Seven biotech companies to know in the Netherlands 

The Netherlands has built a biotech ecosystem that is concentrated around a few hubs. The Leiden Bio Science Park alone counts over 400 companies and more than 25,000 jobs across businesses, research institutes, and education, making it the country’s largest life sciences campus. Nationally, the Dutch government has also tried to keep research and development (R&D)-heavy companies anchored through instruments like WBSO, a tax credit designed to lower the cost of research and development work. In this article, we take a look at seven biotech companies based in the Netherlands. 

Leyden Labs 

• Headquarters: Leiden, Netherlands 
• Founded: 2020 
• Area: Intranasal, antibody-based prophylaxis for respiratory viruses 

Leyden Labs is taking a different approach to preventing respiratory infections by focusing on the nose as the point of intervention. Instead of trying to generate systemic immunity, the Dutch biotech company is developing antibody-based nasal sprays designed to block viruses where they most often enter the body. The goal is to provide broad protection against entire virus families by targeting conserved regions that don’t change much as strains evolve. 

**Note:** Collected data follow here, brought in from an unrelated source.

PR #1508, opened 2025-03-24
flip some mouse events

srietkerk:
Fixes https://github.com/microsoft/pxt-arcade/issues/6875

Also fixes a similar bug mentioned on the forum that I confirmed was a problem: https://forum.makecode.com/t/arcade-2025-update-is-live/34864/4

### DIFF
--- a/libs/browser-events/browserEvents.ts
+++ b/libs/browser-events/browserEvents.ts
@@ -4,8 +4,8 @@
 //% block="Browser Events"
 namespace browserEvents {
     export enum Event {
-        PointerDown = 6857,
-        PointerUp = 6858,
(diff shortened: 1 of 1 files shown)


thsparks (approved):
As a curiosity, is there a chance this is some sort of browser-specific issue? Which browsers did you test on?

srietkerk:
> As a curiosity, is there a chance this is some sort of browser-specific issue? Which browsers did you test on?

I'm not sure about mac, but I tested on Chrome, Edge, and Firefox and this fixes the bug.

abchatra:
@srietkerk port to stable12.2. Seems safe right?

PR #1510, opened 2025-03-26
add rotation property to sprites

riknoll:
this PR adds a new rotation property to sprites. this property works similarly to the two scale properties (sx and sy) but instead of stretching the sprite it rotates it using the "three shears" algorithm. this adds two new properties to the sprite dropdown:

image

they both map to the same thing but obviously use different units. radians is what you want if you're going to be using this with trigonometric functions like sin and cos, but degrees is easier to understand/think about. 

the drawing for the rotation is implemented in c++ with fixed point math and it runs pretty well on hardware, though it's still much slower than non-rotated sprites. however, because we're talking about rotating pixel art here, the results don't always look amazing especially for smaller sprites. for example, here is our friend the duck rotated about 45 degrees:

image

however it looks much better for larger sprites:

image

and even better when in motion, which is what i mainly think this will be used for:

rotating-house

this implementation is also compatible with scaling. scaling is applied *before* rotation, like so:                   

stretchy-house-final

now for some caveats:

1. ~in order to make this performant, **sprite overlaps for rotated sprites are *not* pixel-perfect**. instead, they are calculated based on the rotated rectangle of the sprite. this is really only an issue for sprites that have a lot of transparency in their images~
2. **the tilemap hitbox of the rotated sprite is the axis aligned bounding box for the whole rotated image**. for long sprites, this can look a little weird but it's exactly the same as it would be if you were to draw the rotated image for the sprite. see below for an image of what this looks like

and here is the promised picture of the hitbox for a rotated and scaled sprite. the red box indicates the hitbox:

image

### DIFF
--- a/libs/screen/sim/image.ts
+++ b/libs/screen/sim/image.ts
@@ -956,19 +956,44 @@ namespace pxsim.ImageMethods {
         return v | 0;
     }
 
-    export function _drawScaledRotatedImage(dst: RefImage, src: RefImage, args: RefCollection) {
-        drawScaledRotatedImage(dst, src, args);
+    interface ParsedShearArgs {
+        sx: number;
+        sy: number;
+        scaledWidth: number;
+        scaledHeight: number;
+        minX: number;
+        minY: number;
+        maxX: number;
+        maxY: number;
+        xShear: number;
+        yShear: number;
+        flip: boolean;
     }
 
-    export function drawScaledRotatedImage(dst: RefImage, src: RefImage, args: RefCollection) {
-        const xDst = args.getAt(0) as number;
-        const yDst = args.getAt(1) as number;
-        const sx = ((args.getAt(2) as number) * FX_ONE);
-        const sy = ((args.getAt(3) as number) * FX_ONE);
-        let angle = args.getAt(4) as number;
+    function parseShearArgs(src: RefImage, args: RefCollection, argIndex: number): ParsedShearArgs {
+        const parsed: ParsedShearArgs = {
+            sx: 0,
+            sy: 0,
+            scaledWidth: 0,
+            scaledHeight: 0,
+            minX: 0,
+            minY: 0,
+            maxX: 0,
+            maxY: 0,
+            xShear: 0,
+            yShear: 0,
+            flip: false
+        };
 
-        if (sx <= 0 || sy <= 0 || xDst >= dst._width || yDst >= dst._height) {
-            return;
+        const sx = ((args.getAt(argIndex) as number) * FX_ONE);
+        const sy = ((args.getAt(argIndex + 1) as number) * FX_ONE);
+        let angle = args.getAt(argIndex + 2) as number;
+
+        parsed.sx = sx;
+        parsed.sy = sy;
+
+        if (sx <= 0 || sy <= 0) {
+            return parsed;
         }
 
         angle %= TWO_PI;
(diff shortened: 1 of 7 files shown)


eanders-ms:
I'm concerned that if we don't support per-pixel collision on rotated sprites, it will feel broken. Maybe we could expose an engine setting, allowing users to set bounding-box or per-pixel mode, but the behavior should be consistent across all sprite orientations.

riknoll:
@eanders-ms fair enough, i added pixel perfect overlaps back in.

there are two overlaps implementations: one checks a rotated image against an unrotated image, the other checks two rotated images against each other. i figure the first scenario is going to be much more common than the second so it makes sense to split the two.

libs/screen/sim/image.ts
```diff
@@ -933,6 +933,136 @@ namespace pxsim.ImageMethods {
...
+        const sy = ((args.getAt(3) as number) * FX_ONE);
+        let angle = args.getAt(4) as number;
+
+        if (sx <= 0 || sy <= 0 || xDst >= dst._width || yDst >= dst._height) {
+            return;
+        }
+
+        angle %= TWO_PI;
+        if (angle < 0) {
+            angle += Math.PI;
```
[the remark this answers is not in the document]
eanders-ms: I wondered about this too. Was copilot wrong here?

libs/screen/sim/image.ts
```diff
@@ -933,6 +933,412 @@ namespace pxsim.ImageMethods {
...
+        let flip = false;
+        if (angle > HALF_PI && angle <= THREE_HALF_PI) {
+            flip = true
+            angle = (angle + Math.PI) % TWO_PI
+        }
+
+        const xShear = (-Math.tan(angle / 2) * FX_ONE);
+        const yShear = (Math.sin(angle) * FX_ONE);
+
+        const scaledWidth = src._width * sx;
```
eanders-ms, line 1013: It seems the TS implementation isn't actually using fixed point, but if it were, this line would be mixing fixed and floating point math.

libs/screen/sim/image.ts
```diff
@@ -933,6 +933,412 @@ namespace pxsim.ImageMethods {
...
+            shearedX = fxFloor(shearedX + fxMul(shearedY, shearArgs.xShear));
+        }
+
+
+        if (shearArgs.flip) {
+            for (let y = 0; y < shearArgs.scaledHeight; y += FX_ONE) {
+                for (let x = 0; x < shearArgs.scaledWidth; x += FX_ONE) {
+                    let color = getPixel(
+                        src,
+                        fxToInt(fxDiv((shearArgs.scaledWidth - x - 1), shearArgs.sx)),
```
eanders-ms, line 1162: Mixing fixed and float here? Should this use FX_ONE instead of the literal `1`?

eanders-ms (commented):
Left a few comments. I think I noticed some mixing of fixed and float math. I'd recommend switching to actual fixed point in the TS implementation, to ensure it's consistent. It might make maintaining parity with the cpp implementation easier too (more 1 to 1).

libs/screen/sim/image.ts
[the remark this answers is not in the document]
riknoll: yeah, you're right; not sure why i skipped this. i'll fix it

libs/screen/sim/image.ts
riknoll: this is fine, though, since we're dealing with integers and this would just require unnecessary bit shifting to convert into FX and immediately convert back

libs/screen/sim/image.ts
riknoll: oh yeah, though i fixed all of these when i fixed that in the C++...

riknoll:
@eanders-ms not sure if there is much to gain by switching to fixed point in the browser since you can't accurately replicate the division/multiplication of the hardware because of overflow issues... i guess i could try using BigInt but i'll need to update the tsconfig lib our simulator targets

eanders-ms:
Ya, it may not be worth it. Calling fxMul/fxDiv on the TS side in order to keep the two implementations as close as possible is the more valuable aspect. If you did want to use fixed in both, casting to `int64_t` on the c++ side helps a lot:

```cpp
inline int fxMul(int a, int b) {
    return (int)(((int64_t)a * b) >> FX_SHIFT);
}

inline int fxDiv(int a, int b) {
    return (int)(((int64_t)a << FX_SHIFT) / b);
}
```

Then on the TS side, for precision, `| 0` the results to mimic c++ int32 wrapping.

riknoll:
yeah i copied your C++ fx functions so that cast is already there! (thanks for those by the way :smile:)

eanders-ms (approved):
Looks good!

riknoll:
here's the upload target! https://arcade.makecode.com/app/ceb234fed84bd2ecec33607dd7ec392d039dbfe8-5a91efdc18

PR #1511, opened 2025-03-27
fix pause until bug, change pointer events back

srietkerk:
Fixes https://github.com/microsoft/pxt-arcade/issues/6884

There are three bugs in this issue. One and three I technically already addressed here: https://github.com/microsoft/pxt-common-packages/pull/1508, but when testing and poking for _this_ bug, I realized that the pointer events had the correct associated numbers and we were actually handling the pressed state wrong. I just assumed that flipping them would be the solution since that was the fix for the mouse and wheel bug also fixed in the above PR. By flipping them, I actually introduced the same bug in the more generic `browswerEvents` block. I've switched the numbers back and fixed where the actual problem was with pressed so all of the events blocks behave as expected now.

Bug 2 in that issue helped reveal the problems above and is also fixed by using `MouseButtonEvent` rather than `KeyEvent`. `KeyEvent` still has pressed and released, but `MouseButtonEvent` has the correct event number that we want, so I made sure that all places with `KeyEvent` has been replaced with `MouseButtonEvent`.

### DIFF
--- a/libs/browser-events/browserEvents.ts
+++ b/libs/browser-events/browserEvents.ts
@@ -4,8 +4,8 @@
 //% block="Browser Events"
 namespace browserEvents {
     export enum Event {
-        PointerDown = 6858,
-        PointerUp = 6857,
+        PointerDown = 6857,
+        PointerUp = 6858,
         PointerMove = 6859,
         PointerLeave = 6860,
         PointerEnter = 6861,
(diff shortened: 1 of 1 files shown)


cameronary999:
@srietkerk when should this fix come to makecode extension

riknoll (approved):
this will require upgrade rules in pxt-arcade before it can be released. ping me for details if you haven't done that before

thsparks (approved):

The company’s most advanced focus is influenza. Its lead effort, PanFlu, is built around broadly neutralizing antibodies that have already been shown to recognize a wide range of influenza strains. To support this strategy, Leyden licensed the influenza antibody CR9114 from Janssen, adapting it for intranasal delivery. 

Leyden is still at an early stage of development, but it has moved unusually quickly in terms of financing. After a (€40 million ($47 million) series A in 2021, the company raised $140 million in a series B in 2022. In 2025, it added approximately $100 million in funding from both private and public sources to advance its intranasal antibody programs toward the clinic, a $70 million private round, and €30 million ($35 million) from the European Innovation Council Fund and Invest-NL. 

Merus 

• Headquarters: Utrecht, Netherlands 
• Founded: 2003 
• Area: Bispecific and multispecific antibodies in oncology 

Merus has been one of the Netherlands’ most visible oncology biotech companies over the past decade, building a pipeline of bispecific and multispecific antibody drugs with its Multiclonics platform.  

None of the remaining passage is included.